The torture you suffer there will give you pains for your whole life – in the form of anxiety, persecution mania, and other psychological and grave health problems. Later in 1988 many people were tortured and executed in this terrible prison.

But it was not only in the summer of 1988, but all the time, in every minute and hour that we were exposed to conditions unworthy for people. In order to describe this terrible crime, a thorough investigation is needed.

It was made clear to us that they would not let us get out in good health. The regime knew very well that after the Iran-Iraq war, there would be a national and international pressure for the release of the political prisoners.

In the massacres of 1988 about 5.000 political prisoners were executed.

In July 1988 all visits were forbidden and all televisions were removed from the prison sections. We did not get any newspapers and the daily transmissions of the national radio per loudspeaker were stopped. Then they came into the hall and asked us our names, why we had been arrested and our religion. Furthermore, they wanted to know if we recognised the Islamic republic of Iran, and if we were ready to participate in a public interview.

After one month we learned that for that reason the prisoners of the Evin prison had to be hanged. Every day, there were prisoners who were hanged by armed groups of the regime, others were lashed five times a day and others were threatened to death.

The new method of murder in the summer of 1988 was death by cord (rope).. In the hall of the Gohardasht-prison the cords hang in twelve rows. After the hanging of one group, the bodies were immediately taken through the back door to the yard and thrown into a container. When the container was full, the bodies were transported to Khwaran to be buried in mass graves. These mass graves are still to-day a meeting point for the relatives of the executed prisoners; supposedly, more than one third of all the prisoners were executed.

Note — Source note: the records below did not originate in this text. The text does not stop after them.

PR #470, opened 2024-04-17
Improved initialization scheme

austinTalbot7241993:
With regression case, we get dramatic performance improvements by initializing the predictive coefficients to be reasonable, based on the initialization of the loadings W. This incorporates that change.


akotlar (approved):
LGTM

akotlar (approved):
LGTM

Issue #404, opened 2015-05-11
avrotools: eliminate generator patterns


dcolligan:
From discussion in #397

dcolligan:
Fixed in #409

PR #409, opened 2015-05-12
Eliminate avrotools generator patterns

dcolligan:
Also do a lot of refactoring

Issue #404

### DIFF
--- a/ga4gh/avrotools.py
+++ b/ga4gh/avrotools.py
@@ -5,433 +5,528 @@ from __future__ import division
 from __future__ import print_function
 from __future__ import unicode_literals
 
-import itertools
 import random
 import string
-
-import avro
 
 import ga4gh.protocol as protocol
 
 
-class SchemaToolException(Exception):
+INT_MIN_VALUE = -(1 << 31)
+INT_MAX_VALUE = (1 << 31) - 1
+LONG_MIN_VALUE = -(1 << 63)
+LONG_MAX_VALUE = (1 << 63) - 1
+
+
+class AvrotoolsException(Exception):
     """
-    Something that went wrong in the SchemaTool
+    Something that went wrong in the avrotools classes
     """
 
 
-class SchemaTool(object):
+class AvroTool(object):
     """
-    Provides additional validation methods based on avro
-
-    Some code adapted from
-    https://github.com/apache/avro/blob/trunk/lang/py/src/avro/io.py#L101
+    Base class for avrotool classes
     """
-    sinkValue = 'aRandomStringBecauseWeCanNotUseNone'
-    INT_MIN_VALUE = -(1 << 31)
-    INT_MAX_VALUE = (1 << 31) - 1
-    LONG_MIN_VALUE = -(1 << 63)
-    LONG_MAX_VALUE = (1 << 63) - 1
-
     def __init__(self, class_):
         self.class_ = class_
-        self._ensureProtocolSubclass()
+        self.assertProtocolSubclass()
         self.schema = class_.schema
-        self.typeToGenerator = None
 
+    def assertProtocolSubclass(self):
+        if not issubclass(self.class_, protocol.ProtocolElement):
+            message = "class '{}' is not subclass of ProtocolElement".format(
+                self.class_.__name__)
+            raise AvrotoolsException(message)
+
+
+class Validator(AvroTool):
+    """
+    Provides methods for validating schemas
+    """
     def getInvalidFields(self, jsonDict):
         """
         Takes a jsonDict instantiation of class class_.  If the jsonDict is
-        valid for that class, return an empty dictionary.  Otherwise, return a
-        multilevel dictionary of the invalid data members and only the
+        valid for that class, return an empty dictionary.  Otherwise,
+        return a multilevel dictionary of the invalid data members and only the
         invalid data members.
 
         This is an expensive function to run and shouldn't be on the main
         data path.
         """
-        self._ensureNoExtraFields(jsonDict)
-        fields = self._getInvalidFields(self.schema, jsonDict)
-        if fields == self.sinkValue:
-            return {}
-        else:
-            return fields
+        validator = SchemaValidator(self.class_)
+        invalidFields = validator.getInvalidFields(jsonDict)
+        return invalidFields
+
+
+class Creator(AvroTool):
+    """
+    Provides methods for creating instances of protocol classes
+    according to different rules
+    """
+    def __init__(self, class_):
+        self.class_ = class_
+        self.assertProtocolSubclass()
+        self.schema = class_.schema
 
     def getTypicalInstance(self):
         """
         Return a typical instance of the class
         """
-        jsonDict = self._getTypicalInstance(self.schema)
-        instance = self.class_.fromJsonDict(jsonDict)
-        return instance
+        return self._getInstance(TypicalInstanceCreator)
+
+    def getRandomInstance(self):
+        """
+        Return a random instance of the class
+        """
+        return self._getInstance(RandomInstanceCreator)
+
+    def getInvalidInstance(self):
+        """
+        Return an invalid instance of the class
+        """
+        return self._getInstance(InvalidInstanceCreator)
 
     def getDefaultInstance(self):
         """
         Return an instance of the class with required values set
         """
-        # TODO this could be more efficient
-        defaultInstance = self.class_()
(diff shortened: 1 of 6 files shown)


ga4gh/avrotools.py
```diff
@@ -23,105 +26,65 @@ class SchemaToolException(Exception):
...
-        if fields == self.sinkValue:
-            return {}
-        else:
-            return fields
+        Return a random instance of the class
+        """
+        return self._getInstance(RandomInstanceCreator)
 
-    def getTypicalInstance(self):
+    def getBogusInstance(self):
```
jeromekelleher: Nitpick: I'd prefer 'Invalid' here to 'Bogus'. I think it would be clearer what the intention of the method is.

ga4gh/avrotools.py
```diff
@@ -129,309 +92,419 @@ def _ensureProtocolSubclass(self):
...
 
-    def __init__(self, class_):
-        self.class_ = class_
-        self.schema = class_.schema
+    def handleEnum(self, schema):
+        return random.choice(schema.symbols)
+
+    def handleArray(self, schema, length=10):
+        toReturn = []
+        for _ in xrange(length):
```
jeromekelleher: `xrange` goes away in Python 3, so we should just stick to `range`. The performance issues aren't worth worrying about in this context.

ga4gh/avrotools.py
```diff
@@ -129,309 +92,419 @@ def _ensureProtocolSubclass(self):
...
+        return self.handleString(schema.size)
 
-    def __init__(self, class_):
-        self.class_ = class_
-        self.schema = class_.schema
+    def handleEnum(self, schema):
+        return random.choice(schema.symbols)
+
+    def handleArray(self, schema, length=10):
+        toReturn = []
```
jeromekelleher: A list comprehension would probably be nice here:
```python
return [self.handleSchema(schema.items) for _ in range(length)]
```

ga4gh/avrotools.py
```diff
@@ -129,309 +92,419 @@ def _ensureProtocolSubclass(self):
...
+        for _ in xrange(length):
+            item = self.handleSchema(schema.items)
+            toReturn.append(item)
+        return toReturn
+
+    def handleMap(self, schema, size=10):
+        toReturn = {}
```
jeromekelleher: Dict comprension:
```python
return {self.handleString():self.handleSchema() for _ in range(size)}
```

ga4gh/avrotools.py
```diff
@@ -129,309 +92,419 @@ def _ensureProtocolSubclass(self):
...
+            value = self.handleSchema(schema.values)
+            toReturn[key] = value
+        return toReturn
+
+    def handleUnion(self, schema):
+        chosenSchema = random.choice(schema.schemas)
+        return self.handleSchema(chosenSchema)
 
+    def handleRecord(self, schema):
+        record = {}
```
jeromekelleher: Dict comprehension would be nice here too.

ga4gh/avrotools.py
```diff
@@ -129,309 +92,419 @@ def _ensureProtocolSubclass(self):
...
+        raise SchemaToolException()
+
+    def handleBoolean(self):
+        return True
+
+    def handleString(self):
+        return 'aString'
+
+    def handleBytes(self):
+        return 'someBytes'
```
jeromekelleher: Should have a 'b' prefix here for Python 3 compatibility:
```python
return b'someBytes'
```

I know we're not supporting Python 3 right now, but I think it's worth doing these little things to make the job easier when we do change.

ga4gh/avrotools.py
```diff
@@ -129,309 +92,419 @@ def _ensureProtocolSubclass(self):
...
+    def handleFixed(self, schema):
+        return 'x' * schema.size
+
+    def handleEnum(self, schema):
+        return schema.symbols[0]
+
+    def handleArray(self, schema):
+        val1 = self.handleSchema(schema.items)
+        val2 = self.handleSchema(schema.items)
+        arr = [val1, val2]
```
jeromekelleher: How about
```python
return [self.handleSchema(schema.items) for _ in range(2)]
```

ga4gh/avrotools.py
```diff
@@ -129,309 +92,419 @@ def _ensureProtocolSubclass(self):
...
+        return arr
+
+    def handleMap(self, schema):
+        value = self.handleSchema(schema.values)
```
jeromekelleher: I guess this is a subjective question of style, but I don't think this is any more readable than
```python
return {'key': self.handleSchema(schema.values)}
```

ga4gh/avrotools.py
```diff
@@ -129,309 +92,419 @@ def _ensureProtocolSubclass(self):
...
+        mapping = {'key': value}
+        return mapping
+
+    def handleUnion(self, schema):
+        for memberSchema in schema.schemas:
+            if memberSchema.type == 'null':
+                continue
+            return self.handleSchema(memberSchema)
+
```
jeromekelleher: This is definitely dead puppy time... Why not
```python
for memberSchema in schema.schemas:
    if memberSchema.type != 'null':
         return self.handleSchema(memberSchema)
```
This is much clearer to me, and one less line of code. I think the semantics should be documented here: we return an instance of the first non-null schema within the union.

ga4gh/avrotools.py
```diff
@@ -129,309 +92,419 @@ def _ensureProtocolSubclass(self):
...
+    """
+    schemaRequired = set(
+        ['record', 'enum', 'map', 'array', 'union',
+         'request', 'error', 'error_union', 'fixed'])
+
+    def __init__(self, class_):
+        self.class_ = class_
+        self.schema = class_.schema
+
+    def getInstance(self):
```
jeromekelleher: Docstring this please.

ga4gh/avrotools.py
```diff
@@ -129,309 +92,419 @@ def _ensureProtocolSubclass(self):
...
+        jsonDict = self.handleSchema(self.schema)
+        instance = self.class_.fromJsonDict(jsonDict)
+        return instance
+
+    def getFieldValue(self, fieldName):
```
jeromekelleher: Docstring.

ga4gh/avrotools.py
```diff
@@ -129,309 +92,419 @@ def _ensureProtocolSubclass(self):
...
+        fieldType = None
+        for field in self.schema.fields:
+            if field.name == fieldName:
+                fieldType = field.type
+                break
+        value = self.handleSchema(fieldType)
+        return value
+
+    def handleSchema(self, schema, extra=None):
```
jeromekelleher: Docstring. Since we don't have docstrings for the individual `handleX` methods we should provide a good overview of how this setup works in this function.

jeromekelleher:
This looks very nice, thanks @dcolligan. I like the general approach, and the reuseable Avro type switch mechanism is ingenious. There are two general points that come through for me:

1. We need more docstrings. In general, every public method of a class should have a docstring. This would be very tedious in this case to have docstrings for all the handleX methods, but we can still explain how this all works a lot better.
2. The code here is a bit verbose in places for my taste --- I've highlighted some places where we can cut out a lot of lines of code using list and dictionary comprehensions, increasing readability (IMO).

ga4gh/avrotools.py
dcolligan: I agree, but we also have something in `SchemaTool` called `getInvalidFields` which does something completely different, so anything else with `invalid` in the name is confusing.  (Unless we want to split `SchemaTool` into a verification class and a creation class, but you seemed against that previously.)

dcolligan:

ga4gh/avrotools.py
jeromekelleher: No, I think I'd be all for splitting SchemaTool into two different (more specific) classes. As I said before, I'm suspicious of any class called Tool, as it seems a bit generic. Apologies if I gave the opposite impression before.

jeromekelleher:
Looks great, thanks @dcolligan. I'm +1 modulo the Bogus vs Invalid discussion above.

dcolligan:
@jeromekelleher alright, pushed an update that split `SchemaTool` into two classes, `Validator` and `Creator` -- there's nothing named 'bogus' now

jeromekelleher:
Thanks @dcolligan, +1.

Issue #391, opened 2015-05-05
Dense variants not handled correctly by released server


jeromekelleher:
Users of the released version of the server have encountered problems in which dense variants (i.e., those in which we have more than one variant overlapping a given position) are present. This is because we don't handle interval search correctly, which has been resolved since release in  the develop branch. 

Suggested resolution:

1. Makes some tests for dense variants (we can update the variant simulator to generate many variants at a given position) to verify they are handled correctly in the 'develop' branch.
1. Make a release branch called 0.1-release from the current stable branch.
2. Backport the changes required to implement interval search on variants (plus new tests) by cherry-picking the relevant commits.
3. Release a new version. Should we call this 0.1.0b2 or 0.1.0?

diekhans:
>  4. Release a new version. Should we call this 0.1.0b2 or 0.1.0?

b2 == beta 2 to me

suggest the original is tagged on the branch as 0.1.0 and this one
tagged a 0.1.1

This is the major.minor.bugfix  release numbering approach.  It 
is clean and easy to understand (and parse).

this is an entertaining distraction
  http://en.wikipedia.org/wiki/Software_versioning

The fact that you have to do this kind of professional releasing
management at all is exciting.

jeromekelleher:
OK, let's go to 0.1.1 for this one so. We can make a copy of the tag for 0.1.0 so that we have a record of it (although I don't see much point in pushing a copy to PyPI).

The original motivation of using a1, a2, b1, b2 etc was to use the Python standard for managing alpha and beta version numbers. In retrospect, we should have tagged 0.1.0 instead of 0.1.0b1 as the official release. Oh well, we'll know better next time!

diekhans:
I like that convention for alpha/beta ; but I think 0.1.0 is a real release..

Hopefully this will not be like some OSS projects where they work for
years and avoid ever releasing a 1.0 ;-)

dcolligan:
I think we should also include this change in the new release: https://github.com/ga4gh/server/pull/386

jeromekelleher:
@dcolligan: sure, I'm happy to roll in #386 too.

dcolligan:
@jeromekelleher are you taking this on?

jeromekelleher:
@dcolligan I think the person with the requisite git-foo is you. You should have the permissions on PyPI etc, so just go for it I'd say. One thing though: do we have test coverage on dense variants?

Slightly revised plan:
1. make a new branch 0.1-release from stable;
[...]

PR #410, opened 2015-05-13
Bugfix release

dcolligan:
- Bump to version ~~0.1.0~~ 0.1.1
- Refactor and test backend generators
- Take out unused paths
- added sphinx exception to gitignore

#391

### DIFF
--- a/.gitignore
+++ b/.gitignore
@@ -95,7 +95,7 @@ coverage.xml
 *.log
 
 # Sphinx documentation
-docs/source/ga4ghDocsBuild/
+docs/source/_build/
 
 # PyBuilder
 target/
--- a/ga4gh/__init__.py
+++ b/ga4gh/__init__.py
@@ -2,4 +2,4 @@
 Reference implementation of the GA4GH APIs.
 """
 
-__version__ = '0.1.0'
+__version__ = '0.1.1'
--- a/ga4gh/backend.py
+++ b/ga4gh/backend.py
@@ -17,6 +17,167 @@ import ga4gh.exceptions as exceptions
 import ga4gh.datamodel.variants as variants
 
 
+def _parsePageToken(pageToken, numValues):
+    """
+    Parses the specified pageToken and returns a list of the specified
+    number of values. Page tokens are assumed to consist of a fixed
+    number of integers seperated by colons. If the page token does
+    not conform to this specification, raise a InvalidPageToken
+    exception.
+    """
+    tokens = pageToken.split(":")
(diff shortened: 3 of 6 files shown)


jeromekelleher:
Thanks for this @dcolligan. Some minor issues:

1. I think we should make a release of 0.1.0 first where all we do is bump the version number. This is our real 'initial' release, which we have for archival purposes. The release that you're making here will then be 0.1.1, the first bugfix release.
2. Is it possible to pull in the original commits into the PR where the work was done, and not just all of them squashed together? I think it'll be hard to keep track of what's gone into the release branch if we don't do this.

dcolligan:
@jeromekelleher Ok, I changed the version number here to 0.1.1.  I suppose it is possible to separate out the commits here, but I don't see much point in that.  They have different commit shas than the cherry-picked commits both because the commit history they are working off is different and the cherry-picks weren't clean and I needed to resolve some conflicts manually.  I listed the commits in `server/develop` that I cherry picked in the commit message, which hopefully will satisfy you.  I also submitted a new PR for the 0.1.0 version bump here: https://github.com/ga4gh/server/pull/413

jeromekelleher:
Looks good, thanks @dcolligan. Good git-fu on pulling out the commits and documenting their source.

One last point: shouldn't we be making these pull requests against the 0.1-release branch rather than stable? The idea is we can make more and smaller commits onto the release branch, and then tag from there. We only merge back to `stable` after the release is made and we're fully happy everything works.

dcolligan:
If there were multiple contributors that needed to commit code over time to a release branch, then yes, it would make sense to commit against 0.1-release.  But as it stands, we're only putting one commit into stable and I'm the only author, so I don't think it makes that much difference.

jeromekelleher:
OK, fair enough. I would prefer to see this done on a release branch in future, but you're right that it makes no difference now. I'm think we should merge this and release it, as soon as the 0.1.0 has been pushed to PyPI.

+1.

dcolligan:
Ok, 0.1.0 has been uploaded to pypi... this can be merged now

jeromekelleher:
Merged, thanks @dcolligan. Great work on the git-foo. Fancy rolling the 0.1.1 release from this (pypi + github)?

dcolligan:
Done and done
https://github.com/ga4gh/server/releases/tag/v0.1.1
https://pypi.python.org/pypi/ga4gh/0.1.1

jeromekelleher:
Superb!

One who survived the Gohardasht-prison reported about the transport of the dead bodies and the mountain of shoes of the executed prisoners.

It is an absolute mass murder by the Islamic regime of Iran in the summer of 1988 where about 5.000 political prisoners were murdered.

But our common hope is the non oblivion of the experiences and efforts we made in our struggle for years and to-day’s struggle for freedom and equality in Iran.

We fight for the total abolition of the oppression and murders of people.